First I installed Xming and PuTTy on the windows pc and followed the guide on http://www.geo.mtu.edu/geoschem/docs/putty_install.html

Next I logged in as root in the Gentoo:

- added sshd to rc default

- started sshd: it generated the keys

- made a user "remote" and gave it a password

- changed /etc/ssh/ssh_config with "ForwardX11 yes"

- changed /etc/sshd_config with "X11Forwarding yes"

- restarted sshd

For starters I gave both pc's a fixed IP and connected them with a cable. Neither pc was connected to anything else. They can ping each other (good start)

Next I started Xming then PuTTy and got the login prompt in the terminal. Login worked but the first time I got a message that there was no /home/remote. Created that one and this message went away when I loged in again.

But if I want to run an X11 application it doesn't work. Also "echo $DISPLAY" gives a blank line. And if I go to Xming it says there are no clients.

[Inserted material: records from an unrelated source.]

PR #939, opened 2017-03-03
galera: fix the first bootstrap when cluster has no data

dciabrin:
The resource agent selects the first node to go into Master state
based on the biggest commit version found on each node. If case no
data were written yet into the galera cluster, the current node is
selected as a "fallback" node to bootstrap the cluster.

The way the "fallback" node is selected is wrong because every node
takes a different decision, and this ultimately yields to 3
single-node galera clusters being started. To fix that, let the
"fallback" node be the last one in the wsrep_cluster_address, so that
the selection algorithm yields coherent results across nodes.

### DIFF
--- a/heartbeat/galera
+++ b/heartbeat/galera
@@ -451,14 +451,24 @@ pcmk_to_galera_name()
 detect_first_master()
 {
     local best_commit=0
-    local best_node="$NODENAME"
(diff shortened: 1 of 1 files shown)


oalbrigt:
Looks good. Thanks.

PR #1058, opened 2017-11-17
Add resource agent for IPSEC tunnels

JAORMX:
This adds a simple resource agent that handles ipsec tunnels.

It will associate a given tunnel witha specific VIP, and will put it up
or down depending on the VIP being there or not. This is meant to have a
collocation rule with an IP resource.

### DIFF
--- a/heartbeat/ipsec
+++ b/heartbeat/ipsec
@@ -1,0 +1,172 @@
+#!/bin/sh
+#
+#
+#	IPSEC OCF RA. Handles IPSEC tunnels associated with a VIP
+#
+# Copyright (c) 2017 Red Hat Inc.
+#                    All Rights Reserved.
+#
+# This program is free software; you can redistribute it and/or modify
+# it under the terms of version 2 of the GNU General Public License as
+# published by the Free Software Foundation.
+#
+# This program is distributed in the hope that it would be useful, but
+# WITHOUT ANY WARRANTY; without even the implied warranty of
+# MERCHANTABILITY or FITNESS FOR A PARTICULAR PURPOSE.
+#
+# Further, this software is distributed without any warranty that it is
+# free of the rightful claim of any third person regarding infringement
+# or the like.  Any license provided herein, whether implied or
+# otherwise, applies only to this software file.  Patent licenses, if
+# any, provided herein do not apply to combinations of this program with
+# other software, or any other product whatsoever.
+#
+# You should have received a copy of the GNU General Public License
+# along with this program; if not, write the Free Software Foundation,
+# Inc., 59 Temple Place - Suite 330, Boston MA 02111-1307, USA.
+#
+
+#######################################################################
+# Initialization:
+
+: ${OCF_FUNCTIONS_DIR=${OCF_ROOT}/lib/heartbeat}
+. ${OCF_FUNCTIONS_DIR}/ocf-shellfuncs
+
+#######################################################################
+
+# Defaults
+
+OCF_RESKEY_confdir_default="/etc/ipsec.d/"
+: ${OCF_RESKEY_confdir=${OCF_RESKEY_confdir_default}}
+
+meta_data() {
+	cat <<END
+<?xml version="1.0"?>
+<!DOCTYPE resource-agent SYSTEM "ra-api-1.dtd">
+<resource-agent name="ipsec">
+<version>1.0</version>
+
+<longdesc lang="en">
+This is a Resource Agent to manage IPSEC tunnels associated with a VIP.
+It's meant to be collocated with a specific VIP, and will manage
+setting up or down a specific tunnel.
+</longdesc>
+<shortdesc lang="en">Handles IPSEC tunnels for VIPs</shortdesc>
+
+<parameters>
+<parameter name="tunnel" unique="1" required="1">
+<longdesc lang="en">
+The name of the tunnel to be monitored.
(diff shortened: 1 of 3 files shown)


heartbeat/IPSEC
```diff
@@ -0,0 +1,163 @@
...
+	state=$?
+	if [ "$state" == "0" ]; then
+		return $OCF_SUCCESS
+	else
+		return $OCF_ERR_GENERIC
+	fi
+}
+
+: ${OCF_RESKEY_tunnel=${OCF_RESKEY_tunnel}}
+: ${OCF_RESKEY_vip=${OCF_RESKEY_vip}}
```
oalbrigt: You can skip these when there's no default.

heartbeat/IPSEC
```diff
@@ -0,0 +1,163 @@
...
+		fi
+	else
+		return $OCF_SUCCESS
+	fi
+}
+
+ipsec_validate() {
+	# The tunnel needs to be defined in the configuration
+	cat /etc/ipsec.d/*.conf | grep -q "conn $OCF_RESKEY_tunnel"
+	state=$?
```
oalbrigt: Maybe it'd be better to use a conf-parameter to specify the .conf-file and do 
"if [ -f ... ]" instead, and maybe a confdir parameter that defaults to "/etc/ipsec.d/" that could later be part of e.g. configure auto-detection based on distribution/OS.

oalbrigt:
Can you rename it to lowercase? As we prefer agents being named in lowercase.

You should also add it to Makefile.am in the heartbeat and doc/man directories.

heartbeat/IPSEC
JAORMX: I could do "/etc/ipsec.d/" in a confdir parameter. But do we really need to specify the parameter? I dynamically generate the names, where I use this in my ansible role, I dynamically generate the configurations (and their names), so I don't fully know which configuration contains which tunnel. I could just stick them all in one file, but then it gets harder to debug later. This just makes life way simpler :/

heartbeat/IPSEC
JAORMX: sure :)

heartbeat/IPSEC
oalbrigt: Ah. In that case I guess this is OK, so the confdir parameter would be nice to support all distros/OSs and other scenarios.

heartbeat/ipsec
```diff
@@ -0,0 +1,169 @@
...
+	cat ${OCF_RESKEY_confdir}/*.conf | grep -q "conn $OCF_RESKEY_tunnel"
+	state=$?
+	if [ "$state" == "0" ]; then
+		return $OCF_SUCCESS
+	else
+		return $OCF_ERR_GENERIC
+	fi
+}
+
+: ${OCF_RESKEY_confdir=${OCF_RESKEY_confdir}}
```
oalbrigt: This needs to be in the top and use pre-defined _default variable (which makes it set it if it isnt already set).

Example:
https://github.com/ClusterLabs/resource-agents/blob/master/heartbeat/awseip#L42-L49

You can then use the _default variable in the metadata as well instead of hard-coding it.

oalbrigt:
You need to chmod 755 the file, so it can be run during automatic man-page generation.

heartbeat/ipsec
```diff
@@ -0,0 +1,170 @@
...
+	state=$?
+	if [ "$state" == "0" ]; then
+		return $OCF_SUCCESS
+	else
+		return $OCF_ERR_GENERIC
+	fi
+}
+
+OCF_RESKEY_confdir_default="/etc/ipsec.d/"
+: ${OCF_RESKEY_confdir=${OCF_RESKEY_confdir_default}}
```
oalbrigt: Great. If you move this before metadata you can set default="${OCF_RESKEY_confdir_default}" in the parameter section.

JAORMX: it's already before meta-data. Or do you means something else?

oalbrigt: Oh. Before the meta_data() function.

heartbeat/ipsec
```diff
@@ -0,0 +1,172 @@
...
+</longdesc>
+<shortdesc lang="en">VIP</shortdesc>
+<content type="string" default="" />
+</parameter>
+<parameter name="confdir">
+<longdesc lang="en">
+The directory where the IPSEC tunnel configurations can be found.
+</longdesc>
+<shortdesc lang="en">Tunnel name</shortdesc>
+<content type="string" default="/etc/ipsec.d/" />
```
oalbrigt: You can change default here to default="${OCF_RESKEY_confdir_default}" so it's only set once in the agent.

oalbrigt:
LGTM.

@krig, @dmuhamedagic: You got anything to add? If not you're welcome to merge this.

JAORMX:
@oalbrigt thanks a lot for the reviews!

krig:
My only comment would be that the abbreviation VIP is never clarified anywhere in the metadata, which although not a problem just seems like it ought to be. Maybe in the long description for the `vip` parameter it could be spelled out as virtual IP address just for clarity?

Other than that it looks clean and simple, good to merge from my perspective!

JAORMX:
@krig thanks for the feedback. Done.

krig:
Great, thank you!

I obviously missing something simpel.

Another strange thing is that in the terminal I cannot even create a .txt file in the home directory of the user "remote". I tought that a user had r/w control over its ~/.

----------

## NeddySeagoon

Spanik,

 *Spanik wrote:*   

> I cannot even create a .txt file in the home directory of the user "remote". 

 

What are the permissions and owership on /home/remote?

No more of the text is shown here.